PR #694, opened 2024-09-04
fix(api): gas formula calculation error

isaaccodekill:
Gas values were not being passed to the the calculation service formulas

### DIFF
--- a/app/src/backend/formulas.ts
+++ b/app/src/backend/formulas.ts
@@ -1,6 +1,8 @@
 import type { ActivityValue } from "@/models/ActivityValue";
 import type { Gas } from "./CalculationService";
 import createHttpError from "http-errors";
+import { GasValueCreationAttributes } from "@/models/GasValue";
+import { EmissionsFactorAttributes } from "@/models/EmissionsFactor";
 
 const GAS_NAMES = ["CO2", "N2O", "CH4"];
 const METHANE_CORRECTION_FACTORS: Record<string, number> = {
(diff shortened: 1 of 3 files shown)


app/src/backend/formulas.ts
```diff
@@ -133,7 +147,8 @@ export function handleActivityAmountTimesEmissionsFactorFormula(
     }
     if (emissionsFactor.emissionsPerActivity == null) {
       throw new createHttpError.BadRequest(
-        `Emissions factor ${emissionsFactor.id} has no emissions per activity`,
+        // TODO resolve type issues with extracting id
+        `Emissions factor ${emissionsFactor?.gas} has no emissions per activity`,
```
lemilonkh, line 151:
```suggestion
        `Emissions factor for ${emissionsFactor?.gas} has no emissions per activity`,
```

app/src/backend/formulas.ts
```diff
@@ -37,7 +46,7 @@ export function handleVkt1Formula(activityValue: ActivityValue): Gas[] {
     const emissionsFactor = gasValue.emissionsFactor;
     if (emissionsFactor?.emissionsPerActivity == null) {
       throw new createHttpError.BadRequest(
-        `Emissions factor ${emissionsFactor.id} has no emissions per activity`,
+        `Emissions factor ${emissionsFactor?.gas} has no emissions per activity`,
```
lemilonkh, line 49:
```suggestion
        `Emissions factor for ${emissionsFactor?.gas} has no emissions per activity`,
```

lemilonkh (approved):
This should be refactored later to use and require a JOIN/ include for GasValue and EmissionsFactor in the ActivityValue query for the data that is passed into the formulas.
◇ ◇ ◇
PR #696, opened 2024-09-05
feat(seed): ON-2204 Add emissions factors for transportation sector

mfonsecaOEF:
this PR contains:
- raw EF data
◇ ◇ ◇
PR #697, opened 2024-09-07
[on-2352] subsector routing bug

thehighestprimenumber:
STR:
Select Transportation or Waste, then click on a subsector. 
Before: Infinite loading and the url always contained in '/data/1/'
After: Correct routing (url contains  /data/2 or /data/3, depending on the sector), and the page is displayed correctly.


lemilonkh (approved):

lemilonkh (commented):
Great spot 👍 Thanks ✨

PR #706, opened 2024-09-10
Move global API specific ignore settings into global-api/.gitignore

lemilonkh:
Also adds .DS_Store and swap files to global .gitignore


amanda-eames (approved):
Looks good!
◇ ◇ ◇
Instructions for the task ▸
Copy all lines from the material that contain "routing".

Answer for the task ▸
[on-2352] subsector routing bug
After: Correct routing (url contains  /data/2 or /data/3, depending on the sector), and the page is displayed correctly.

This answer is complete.